From Stroke Suspicion to Genetic Confirmation: Familial Hemiplegic Migraine Type 2 as a Rare Stroke Mimic With Persistent Hemiplegia
Mohamed Haggag, Syed Hussaini, Ahmed Shehabeldein, Suzanne Muhammad

TL;DR
A rare genetic condition, familial hemiplegic migraine type 2, can mimic stroke with severe neurological symptoms and requires genetic testing for accurate diagnosis.
Contribution
Highlights FHM2 as a rare stroke mimic and emphasizes the importance of genetic testing and clinical awareness for accurate diagnosis.
Findings
FHM2 can present with stroke-like symptoms including seizures, encephalopathy, and MRI diffusion restriction.
Genetic confirmation via ATP1A2 mutation testing is critical for diagnosis and prognosis.
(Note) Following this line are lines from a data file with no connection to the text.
Issue #905, opened 2022-07-12
Get rid of `kotlin-react-legacy`


sanyavertolet:
We need to get rid of `kotlin-react-legacy` in order to use new `ChildrenBuilder` API.
This task should be done in different PRs:
- [x] Move from old-style `fc`s to new `FC`s
- [x] Get rid of `RComponent`s

PR #907, opened 2022-07-12
`fc`s to `FC`s

sanyavertolet:
This PR is a part of #905

### What's done:
- [ ] Completely got rid of `fc`s
- [ ] Added `fc` to ForbiddenMethodCall in detekt.yml (seems like it doesn't work because of type resolution)

### DIFF
--- a/save-frontend/src/main/kotlin/com/saveourtool/save/frontend/components/basic/FileUploader.kt
+++ b/save-frontend/src/main/kotlin/com/saveourtool/save/frontend/components/basic/FileUploader.kt
@@ -13,22 +13,32 @@ import com.saveourtool.save.frontend.utils.ConfirmationType
 import com.saveourtool.save.frontend.utils.toPrettyString
 import com.saveourtool.save.v1
 
+import csstype.ClassName
 import csstype.Width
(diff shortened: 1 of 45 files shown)


save-frontend/src/main/kotlin/com/saveourtool/save/frontend/components/basic/FileUploader.kt
```diff
@@ -207,45 +282,6 @@ fun fileUploader(
...
 
-/**
- * A component for file icon that changes depending on executable flag
- *
- * @param fileInfo a [FileInfo] to base the icon on
- * @param onExecutableChange a handler that is invoked when icon is clicked
- * @return a functional component
- */
-@Suppress("TYPE_ALIAS")
-internal fun fileIconWithMode(fileInfo: FileInfo, onExecutableChange: (file: FileInfo, checked: Boolean) -> Unit) = fc<Props> {
```
akuleshov7, line 218: why deleted?

akuleshov7: ah, moved

petertrr (approved):

PR #107, opened 2022-10-19
Dev

cscherrer:


src/interface.jl
```diff
@@ -27,7 +27,10 @@ using Test
 
 function dynamic_basemeasure_depth(μ::M) where {M}
     if static_hasmethod(proxy, Tuple{M})
-        return dynamic_basemeasure_depth(proxy(μ))
+        π = proxy(μ)
+        if static_hasmethod(basemeasure, Tuple{typeof(π)})
+            basemeasure(π) == basemeasure(μ) && return dynamic_basemeasure_depth(π)
+        end
```
cscherrer, line 33: Old code incorrectly assumed that any measure with a `proxy` method would be using that proxy to get the base measure. This update just checks that explicitly

oschulz (approved):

Nimodipine therapy showed variable outcomes in FHM2, highlighting the need for further therapeutic studies.
Abstract
Hemiplegic migraine (HM) is a rare migraine subtype characterized by reversible motor aura that can closely mimic acute ischemic stroke. Familial HM (FHM) is an autosomal dominant condition linked to mutations in CACNA1A, ATP1A2, and SCN1A genes. FHM type 2 (FHM2), associated with ATP1A2 mutations, disrupts astrocytic Na⁺/K⁺-ATPase function and may present with seizures, encephalopathy, or prolonged neurological deficits. Accurate recognition is critical, as misdiagnosis can result in inappropriate interventions. We report the case of a 33-year-old woman who presented with a gradual onset of severe left-sided headache, dysphasia, and hemiparesis over a two-day period. Shortly after initial imaging, she developed tonic-clonic seizures, loss of consciousness, and pyrexia, requiring intubation and intensive care unit (ICU) admission. Non-contrast computed tomography (CT) of the brain…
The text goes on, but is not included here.